# Stored data:
PR #2121, opened 2024-10-31
Show reassign on auto add to workflow, types cleanup

thecalcc:
SDCP-863

## Front-end checklist

### DIFF
--- a/client/components/Coverages/CoverageEditor/CoverageFormHeader.tsx
+++ b/client/components/Coverages/CoverageEditor/CoverageFormHeader.tsx
@@ -25,7 +25,7 @@ interface IProps {
     addNewsItemToPlanning?: IArticle;
     onChange(field: string, value: any): void;
     onFocus?(): void;
-    onRemoveAssignment?(): void;
+    onRemoveAssignment?(): Promise<void>;
     setCoverageDefaultDesk(coverage: IPlanningCoverageItem | ICoverageScheduledUpdate): void;
     showEditCoverageAssignmentModal(props: {
         field: string;
@@ -76,14 +76,14 @@ export class CoverageFormHeaderComponent extends React.PureComponent<IProps> {
         } = this.props;
 
         const userAssigned = getCreator(value, 'assigned_to.user', users);
-        const deskAssigned = getItemInArrayById(desks, value.assigned_to.desk);
-        const coverageProvider = value.assigned_to.coverage_provider;
-        const assignmentState = value.assigned_to.state;
+        const deskAssigned = getItemInArrayById(desks, value.assigned_to?.desk);
+        const coverageProvider = value.assigned_to?.coverage_provider;
+        const assignmentState = value.assigned_to?.state;
         const cancelled = value.workflow_status === ASSIGNMENTS.WORKFLOW_STATE.CANCELLED;
         const canEditAssignment = planningUtils.isCoverageDraft(value) ||
             (!!addNewsItemToPlanning && !value.coverage_id && !get(value, 'scheduled_update_id'));
-        const shouldShowRemove = (onRemoveAssignment != null
-            && planningConfig.planning_auto_assign_to_workflow === false);
+
+        const autoAddToWf = true;
 
         if (!deskAssigned && (!userAssigned || !coverageProvider)) {
             return (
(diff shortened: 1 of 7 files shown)


MarkLark86:
@thecalcc There seems to be some E2E failing:
image

thecalcc:
E2E to be fixed, handle unsaved coverage assignment removal

client/components/Coverages/CoverageEditor/CoverageFormHeader.tsx
```diff
@@ -168,7 +175,7 @@ export class CoverageFormHeaderComponent extends React.PureComponent<IProps> {
                         </ListRow>
                     )}
                 </Column>
-                {canEditAssignment && !readOnly && (
+                {(canEditAssignment || planningConfig.planning_auto_assign_to_workflow) && !readOnly && (
```
MarkLark86: We have conditions set above where remove assignment action is not available (such as when in the "Add To Planning" modal in Monitoring).

Rather than using the auto assign config, why not remove the condition for `isCoverageDraft`, then it will work under the conditions outlined in the ticket and include other current business rules.

client/components/UI/Button.tsx
```diff
@@ -1,41 +1,60 @@
...
 import {KEYCODES} from './constants';
 import {onEventCapture} from './utils';
 
 
-/**
- * @ngdoc react
- * @name Button
- * @description Generic Button component
- */
+interface IButtonProps {
```
MarkLark86, line 8: Just as a note, we should replace these with the ones from the UI Framework

MarkLark86 (commented):
There is 1 more condition that was not in the A.C. for the ticket.

When the user is in the Assignments page, the actions are not available on the Assignment if it is locked.

We should include these same checks here. If the Assignment is not in draft state (aka added to workflow), then we should check the lock state of the Assignment to see if the action can be performed.

client/components/Coverages/CoverageEditor/CoverageFormHeader.tsx
thecalcc: Perfect, if that's how we judge whether the instance has `"auto_add_to_wf"`, and all other rules are followed then I'll do it

client/components/UI/Button.tsx
thecalcc: I can do that for this ticket if you mean replacing the button

thecalcc: For buttons related to this assignment

MarkLark86: If it's easy to replace these remove/reassign buttons to UI Framework ones, then it might be beneficial here (while you're editing this component anyways).
That way, PR by PR we can slowly replace these old ones with the new ones, rather than 1 big task to remove old code/components

client/components/Coverages/CoverageEditor/CoverageFormHeader.tsx
```diff
@@ -173,27 +187,28 @@ export class CoverageFormHeaderComponent extends React.PureComponent<IProps> {
...
-                                    tabIndex={0}
-                                    enterKeyIsClick
-                                    disabled={!!addNewsItemToPlanning}
-                                    autoFocus
-                                />
-                            </ListRow>
-                        )}
+                        {onRemoveAssignment != null
+                            && !isAssignmentLocked
+                            && !planningUtils.isCoverageDraft(value)
```
MarkLark86: Why not show the remove action if the coverage is draft?

client/components/Coverages/CoverageEditor/CoverageFormHeader.tsx
```diff
@@ -173,27 +187,28 @@ export class CoverageFormHeaderComponent extends React.PureComponent<IProps> {
...
-                                    onClick={onRemoveAssignment}
-                                    tabIndex={0}
-                                    enterKeyIsClick
-                                    disabled={!!addNewsItemToPlanning}
-                                    autoFocus
-                                />
-                            </ListRow>
-                        )}
+                        {onRemoveAssignment != null
+                            && !isAssignmentLocked
```
MarkLark86: We can probably add this condition for the re-assign as well. If the Assignment is locked, the user should not be able to re-assign it to someone else

MarkLark86 (approved):

PR #2122, opened 2024-11-05
Nested single day events always shown only with time

dzonidoo:
STT-93

## Front-end checklist

### DIFF
--- a/client/utils/events.ts
+++ b/client/utils/events.ts
@@ -57,7 +57,7 @@ import {
     sanitizeItemFields,
 } from './index';
 import {toUIFrameworkInterface, getRelatedEventIdsForPlanning} from './planning';
-import {isSameDay} from 'helpers';
+import {isSameDay} from './../helpers';
 
 
 /**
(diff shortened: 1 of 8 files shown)


client/utils/events.ts
```diff
@@ -1361,7 +1361,7 @@ const self = {
     canUpdateEventTime,
     canConvertToRecurringEvent,
     canUpdateEventRepetitions,
-    isEventSameDay,
+    isSameDay,
```
tomaskikutis: move it out of event utils since it's generic

dzonidoo: and put it in some helpers?

tomaskikutis: yep

client/validators/events.ts
```diff
@@ -7,6 +7,7 @@ import {gettext, eventUtils} from '../utils';
 import * as selectors from '../selectors';
 import {formProfile} from './profile';
 import {PRIVILEGES, EVENTS, TO_BE_CONFIRMED_FIELD} from '../constants';
+import {isSameDay} from 'helpers';
```
tomaskikutis: use relative imports (starting with a dot)

tomaskikutis (approved):

PR #2126, opened 2024-11-18
[STTNHUB-376] Add config to not cancel Planning when Event is cancelled

MarkLark86:
### Purpose
Add new option to the Event Content Profile's Related Plannings field, that allows to turn off the feature that cancels/unposts Planning item(s) when unposting an Event.

### What has changed
* New option `Cancel planning items with Event` for the `Related Plannings` Event field
* Allow's editing a Planning item that is associated with a Cancelled Event

Resolves: [STTNHUB-376](https://sofab.atlassian.net/browse/STTNHUB-376)

## Front-end checklist

[STTNHUB-376]: https://sofab.atlassian.net/browse/STTNHUB-376?atlOrigin=eyJpIjoiNWRkNTljNzYxNjVmNDY3MDlhMDU5Y2ZhYzA5YTRkZjUiLCJwIjoiZ2l0aHViLWNvbS1KU1cifQ


devketanpro (approved):
looks good !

# WHAT THE EXERCISE ASKS:
What lines in the entries above include the string "files"? Return each one.

# YOUR SOLUTION:
(diff shortened: 1 of 7 files shown)
(diff shortened: 1 of 8 files shown)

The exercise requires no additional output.